Fitness level creates a counterintuitive effect. Well-trained athletes actually sweat more than sedentary people at the same exercise intensity. Their bodies have adapted to cool more efficiently: sweating starts sooner, ramps up faster, and produces a more dilute sweat that evaporates more effectively. So if you’ve noticed you sweat more after getting in shape, that’s your cooling system working better, not worse.

Foods and Drinks That Increase Sweating

What you eat and drink can directly amplify how much you sweat. In a large survey of people with primary hyperhidrosis, 33% reported that spicy foods increased their sweat production, making it the most common dietary trigger. Fatty foods (9.4%), sweets (7.6%), and fast food (5.2%) also made the list. These foods can temporarily raise metabolism and body temperature by spiking insulin, cortisol, and other hormones, which activates the sympathetic nervous system and drives sweat output.

Caffeine is another significant factor. People with hyperhidrosis consume noticeably more caffeine than average, and 57% of them drink energy drinks weekly compared to about 40% of non-sweaters. Caffeine directly activates the nerve pathways that control sweat glands. Spicy and hot foods can also cause gustatory sweating, a response where eating triggers sweating specifically on the face and neck through a reflex arc in the autonomic nervous system.

Medical Conditions That Cause Extra Sweating

Sometimes excessive sweating is a symptom of something else entirely. This is called secondary hyperhidrosis, and unlike the primary form (which tends to affect specific areas like palms, feet, and underarms), it typically causes sweating all over the body. Common medical causes include thyroid problems, diabetes, menopause-related hot flashes, certain infections, nervous system disorders, and some types of cancer. Medications can also be responsible, particularly antidepressants, pain relievers, and hormonal treatments.

The distinction matters because secondary hyperhidrosis tends to start later in life, often shows up during sleep, and affects the whole body rather than just a few predictable spots. If your sweating pattern changed suddenly or you sweat heavily at night, that’s a different situation than someone who’s always been a heavy sweater.

When Sweating Signals Something Serious

Most heavy sweating is benign, but certain combinations of symptoms deserve attention. Night sweats paired with unintentional weight loss of more than 5% over six to twelve months, persistent fevers, swollen lymph nodes, unusual fatigue, or easy bruising can indicate an underlying infection or malignancy. In lymphoma specifically, the combination of fever, drenching night sweats, and weight loss is associated with a worse prognosis and is considered a red flag for further evaluation.

Heavy sweating by itself, especially if it’s been your pattern for years and runs in your family, is almost always a quality-of-life issue rather than a medical emergency. Clinicians use a simple four-point scale to assess severity: a score of 1 means sweating doesn’t interfere with your day, while a 3 or 4 means it regularly disrupts activities and is considered severe.
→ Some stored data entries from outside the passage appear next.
PR #4920, opened 2018-10-25
Making the editor extension dialog a little less annoying

riknoll:
A few tweaks based on feedback from @pelikhan, @jwunderl, and @ChaseMor 

1. Fixes a bug where the dialog opens if you are editing a file and accidentally create an error. It now only opens on load, simulator start, and compilation.
2. Changed the (x) behavior so that it only takes you to the home screen if you are coming from the home screen. It was very annoying to click the (x) after downloading and have it close the project
3. The dialog should now only show in a blocks file or `main.ts`, so Github package authors won't have it constantly showing up

This should probably go to stable 4.1 once we start merging things again.

### DIFF
--- a/webapp/src/app.tsx
+++ b/webapp/src/app.tsx
@@ -400,10 +400,16 @@ export class ProjectView
     }
 
     private maybeShowPackageErrors(force = false) {
+        // Only show in blocks or main.ts
+        if (this.state.currFile) {
+            const fn = this.state.currFile.name;
+            if (!pkg.File.blocksFileNameRx.test(fn) && fn !== "main.ts") return false;
+        }
+
         if (!this.state.suppressPackageWarning || force) {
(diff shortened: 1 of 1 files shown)


pelikhan:
For (3), you can check header.githubId to check if it is a github repo.

samelhusseini:
Editor extension dialog? What are you referring to. 
editor extensions to me = the blockly buttons that load up an iframe..

pelikhan:
Formerly package dialog.

jwunderl:
@samelhusseini This fixes the bug described in microsoft/pxt-arcade#292

pelikhan:
I didn't realize this triggered on a typo... this is a good catch.

riknoll:
@pelikhan I just added one more check to filter out all core packages from triggering this dialog. They should never have errors after all

PR #4922, opened 2018-10-26
Improved emojis animation

pelikhan:
happy

( also added .header.json in template .gitignore )

### DIFF
--- a/pxtlib/initprj.ts
+++ b/pxtlib/initprj.ts
@@ -61,6 +61,7 @@ yotta_targets
 pxt_modules
 *.db
 *.tgz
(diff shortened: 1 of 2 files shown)


ChaseMor:
This is brilliant!

It looks like this doesn't check if the name is "Untitled". It only checks substrings up until "Untitle".

Also, I bug I noticed from before is that the emoji doesn't reset when a new project is opened. It carries over from whatever it was before until the title is changed. Can we use this as an opportunity to fix this?

pelikhan:
@ChaseMor i think i fixed your issues.

PR #4924, opened 2018-10-26
Make debugging pxt-blockly in PXT easier.

samelhusseini:
I've added a couple of scripts that link pxt-blockly and closure-library under built/web. 
Once blockly is linked, I've created blockly.html which uses the uncompressed blockly files instead of our version that is both compressed and built into pxtblockly.js. 

This means we can debug Blockly in the same way that we do using the Blockly playground but in PXT. 

@riknoll @guillaumejenkins @pelikhan FYI (I know you guys have asked for this over and over again, so thought I'd finally do it ha). 

@pelikhan is there any issue with hosting that blockly.html file, or should I place it somewhere else. This is only for local debugging.

### DIFF
--- a/Jakefile.js
+++ b/Jakefile.js
@@ -307,6 +307,7 @@ file("built/web/pxtlib.js", [
 
     jake.cpR("built/pxtlib.js", "built/web/")
     jake.cpR("built/pxtcompiler.js", "built/web/")
+    jake.cpR("built/pxtblocks.js", "built/web/")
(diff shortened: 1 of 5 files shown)


pelikhan:
Don't see any issue.

pelikhan:
Can you add a markdown docs on how to use this?

samelhusseini:
Added a README file under scripts to describe how to use each of the scripts.

PR #4925, opened 2018-10-26
Support adding base telemetry properties dynamically

guillaumejenkins:


abchatra:
for...in supported, but probably not in conjunction with const.

riknoll:
Best to use `Object.keys` anyway

riknoll:
Yeah

PR #4931, opened 2018-10-27
always center on highlight

pelikhan:
This is too jarring. I think we need something like "scrollIntoView" that push the block just enough to be visible.
tracecenter

Always center in tracing mode.
- [x] fix center API. The example below does not porperly bring the block into the view. https://github.com/Microsoft/pxt/pull/4976
- [ ] tune speed
- [x] we need to consider to make "highlightStatement" async and wait till the transition is done -- otherwise it gets jarring when blocks are far away.

```
basic.forever(function () {
    basic.showLeds(`
        . . . . .
        . . . . .
        . . . . .
        . . . . .
        . . . . .
        `)
    basic.showLeds(`
        . . . . .
        . . . . .
        . . . . .
        . . . . .
        . . . . .
        `)
    basic.showIcon(IconNames.Heart)
    basic.showLeds(`
        . . . . .
        . . . . .
        . . . . .
        . . . . .
        . . . . .
        `)
    basic.showLeds(`
        . . . . .
        . . . . .
        . . . . .
        . . . . .
        . . . . .
        `)
    basic.showIcon(IconNames.Heart)
})
```


pelikhan:
Don’t merge. The centering from blackly has bugs... but it is definitely the way to go for tracing.

Also centerOnScreen should return a promise so that we can wait till the animation is done.

PR #4939, opened 2018-10-29
Grouping serial messages from sim to improve performance

riknoll:
Fixes https://github.com/Microsoft/pxt-microbit/issues/1518

Currently this program will hang our editor:

image

The issue seems to be that we are overloading the UI thread by posting way too many serial messages. I've added some logic to group these messages before sending them and it makes a big improvement.

### DIFF
--- a/pxtsim/embed.ts
+++ b/pxtsim/embed.ts
@@ -78,6 +78,12 @@ namespace pxsim {
         sim?: boolean;
         receivedTime?: number;
     }
+    export interface SimulatorBulkSerialMessage extends SimulatorMessage {
+        type: "bulkserial";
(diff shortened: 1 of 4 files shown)


pelikhan:
The DAL does have a sleep when sending data over serial. We could add a bit of delay in the sim to give a breather too.

riknoll:
200ms still looks pretty instant in the serial view (I was graphing accelerometer data). The other debounce function has different logic and doesn't work in a tight loop; this one debounces with a max timeout (so calling it constantly won't make it wait forever).

riknoll:
I'm investigating the build issue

If your sweating consistently falls in that 3 or 4 range, treatment options exist that range from prescription antiperspirants to procedures that target overactive sweat glands.

Why Sweat Gland Distribution Varies

Even if two people have the same total number of sweat glands, where those glands are concentrated differs. The highest density is on the fingertips, at around 530 glands per square centimeter. The lowest is on the upper lip, at just 16 glands per square centimeter. A typical person has roughly 2 million functional glands spread across their body, but the ratio of active to inactive glands varies. Some people simply have more glands that are “switched on,” which means they produce more sweat even at the same temperature and activity level as someone with fewer active glands.